[Entries taken from a collection]
^^^^^^^^

PR #397, opened 2022-12-15
Added handling for more ERR Replies

trevarj:
Moved from #344 into separate PR.
Information on what this does can be found in this comment: https://github.com/osa1/tiny/pull/344/files#r706813943

### DIFF
--- a/crates/tiny/src/conn.rs
+++ b/crates/tiny/src/conn.rs
@@ -545,6 +545,37 @@ fn handle_irc_msg(ui: &UI, client: &dyn Client, msg: wire::Msg) {
                     &format!("{} is away: {}", nick, msg),
                     &MsgTarget::User { serv, nick },
                 );
+            }
+            // ERR_BADCHANNAME
+            else if n == 479 && n_params > 2 {
+                let chan = &params[1];
+                let msg = &params[2];
+                ui.add_client_err_msg(
+                    &format!("Unable to join {}: {}", chan, msg),
+                    &MsgTarget::Chan {
+                        chan: ChanNameRef::new(chan),
+                        serv,
+                    },
+                );
+            }
+            // ERR_CHANNELISFULL    471
+            // ERR_INVITEONLYCHAN   473
+            // ERR_BANNEDFROMCHAN   474
+            // ERR_BADCHANNELKEY    475
+            // ERR_NEEDREGGEDNICK   477
+            // ERR_THROTTLE         480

^^^^^^^^

- What is expected
Review the entries above and return every line where "tiny" appears.

- Answer section
Information on what this does can be found in this comment: https://github.com/osa1/tiny/pull/344/files#r706813943
--- a/crates/tiny/src/conn.rs
+++ b/crates/tiny/src/conn.rs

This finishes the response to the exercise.